Monday, September 8, 2008
God is enough.
For the past couple of months I have been thinking and praying about this phrase "God is enough." I've just been thinking, what would be the effect if everything we do reflected the realization that God is enough.
While sitting in a freshman orientation class, we were in a computer lab and the librarian was showing the class how to use the internet and look for books and research. (how many times have you sat through one of those before?) At that moment I began to feel like my life was wasting away, this is pointless, I wanna just leave and eat. Then out of nowhere I stumble across this article about children being used as soldiers. It caught my attention and stumbled across a profound quote that really shook me and has been haunting me. It was by a boy named Salifu Kamara, it said, "I was not born a boy soldier; my captives forced me to become one. I had to obey them to stay alive today. When you have nothing left but God, that is the time you realize that God is enough." (here's the story)
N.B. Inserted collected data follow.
PR #391, opened 2025-08-03
Element based damage reduction

mario64thane:
Add element variables to items and bullets for element based damage reduction

### DIFF
--- a/data/items/armors/dealmaker.lua
+++ b/data/items/armors/dealmaker.lua
@@ -50,6 +50,11 @@ function item:init()
         ralsei = "Two pairs of glasses?",
         noelle = "(Seems... familiar?)",
     }
+
+    -- This item's element
+    self.element = "puppet/cat"
+    -- The multiplier for damage reduction based on this element
+    self.element_reduce_amount = 0.40
 end
 
 function item:applyMoneyBonus(gold)
--- a/data/items/armors/frayedbowtie.lua
+++ b/data/items/armors/frayedbowtie.lua
@@ -53,6 +53,11 @@ function item:init()
         ralsei = "It's still wearable!",
         noelle = "(Reminds me of Asgore...)",
     }
+
+    -- This item's element
+    self.element = "puppet/cat"
+    -- The multiplier for damage reduction based on this element
+    self.element_reduce_amount = 0.15
 end
 
 function item:getShopDescription()
--- a/data/items/armors/mannequin.lua
+++ b/data/items/armors/mannequin.lua
@@ -49,6 +49,11 @@ function item:init()
         ralsei = "Um, the d-dress is cute...",
         noelle = "(Why did they spend $300 on this!?)",
     }
+
+    -- This item's element
+    self.element = "puppet/cat"
+    -- The multiplier for damage reduction based on this element
+    self.element_reduce_amount = 0.35
 end
 
 function item:canEquip(character, slot_type, slot_index)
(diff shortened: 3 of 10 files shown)


NyakoFox:
In Kristal, we'd want elements to be string based rather than "magic number" IDs. Could you use string IDs instead?

(In the future, before making a PR for Chapters 3 & 4, some discussion with the maintainers would be nice, as we have our own plans for certain things.)

mario64thane:
Sorry for the late response, I assume this is what you mean by string IDs?

NyakoFox:
Looks good to me, being honest I don't know much about elemental damage, so I'll have to wait for other people to report issues and stuff once I merge this.

You've missed a few elements in the item code however -- the DealMaker and the Mannequin also have elemental reduction (cat/puppet I think?)

MrOinky:
I think the element variables in items and bullets should ideally have equivalent getter functions used to access their element information (as other data values do) rather than reading directly from the variable

mario64thane:
I have added the missing elements based on [this list](https://deltarune.fandom.com/wiki/Elements#:~:text=from%20elemental%20resistance.-,Armors%20with%20Elemental%20Resistance,-Resistance%20IDs%20and)

MrOinky:
Saw that you added getters, but currently the code is still using the variables directly - they'll need to be changed over too, otherwise the getters aren't actually being used
Also, while it shouldn't have a functional impact, `element` locals (e.g. in `PartyBattler:hurt()`) should probably default to `""` rather than `0` everywhere now that it's on a string ID system (if only to make the language server not complain about incorrect typing)

NyakoFox:
Recently I've been told that elements work a lot different than I initially thought -- have you been cross referencing how they work in DR? We might want to hold off on merging this until we're sure they work the way they do in DR.

Implementation parity does matter as we're not sure what future chapters will do with elements.

TheRektafire:
Aren't elements in actual deltarune literally just fake? Shortly after chapter 3 and 4 came out I recall seeing a tweet about some code for either tennas star attacks or one of the knight:s attacks  that just checks to see if you have the shadow mantle equipped and reduces the damage of the attack if so, there's no actual type effectiveness tables or lookups despite what the item descriptions in the game would imply, its literally just a bunch of attack specific hardcodes for specific items afaik, if anything adding an actual element system would be an improvement, at least from a modder standpoint if not an accuracy one

MrOinky:
elements in DELTARUNE have always been real, i'm not sure what you saw but it was either wrong or misrepresenting the system as since Chapter 2 even, `armorelementtemp` and `armorelementamounttemp` have existed and are matched up to the `element` values of applicable bullets (and then used in damage calculations), they're definitely not hardcoded

MrOinky:
Okay, I was checking something unrelated and ran into some code that actually IS hardcoded, so it's a bit more chaotic and un-coordinated, it looks like some fights and bullets specifically check for the shadowmantle (armor id 23) and apply special modifications to damage if it's present (sometimes to the bullets themselves, sometimes during damage calculation), but i've only found one example in the knight that actually also skips over regular elemental damage reduction when this case occurs, meaning most of them are also firing off the regular elemental damage system *plus* these hardcoded multipliers for the mantle (however, it looks like a lot of these also forgo actually setting elements on their bullets)

The system probably needs a better look at by someone else, but based on my very rough sifting through the code it looks like these two systems both handle elements and therefore implementing them accurately might need a bit more thorough consideration

FireRainV:
maybe turn the element from a simple string to a table of strings?

Like this:
from `self.element = "dark/star"` to `self.element = {"dark", "star"}`

NyakoFox:
no, strings are what we want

I'm not sure the means or what it means to have nothing left but God. It's a phrase that at times scares me as a christian to say that God is enough because there is so much that I want, money, success, attention, girls, comfort, etc.. In my heart I know God is enough, but my head wants to doubt that and say that there is better satisfaction in other things. It just does all sorts of things to me thinking, what it would look like, if the way we lived reflected the realization that God is enough. I want my life to have purpose, and when I take away everything about life that is meaningless: selfishness, anger and concern over stupid small things, worry, unsatisfaction, overspending, desire to be accepted, I end up with nothing left but God.